PR #1276, opened 2022-05-15
Clean up documentation after deploying.

colinrtwhite:


coil-base/src/main/java/coil/fetch/Fetcher.kt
• • •
WORK ORDER
Reproduce the material in full, with no word added or dropped.

ANSWER BELOW
PR #1276, opened 2022-05-15
Clean up documentation after deploying.

colinrtwhite:


coil-base/src/main/java/coil/fetch/Fetcher.kt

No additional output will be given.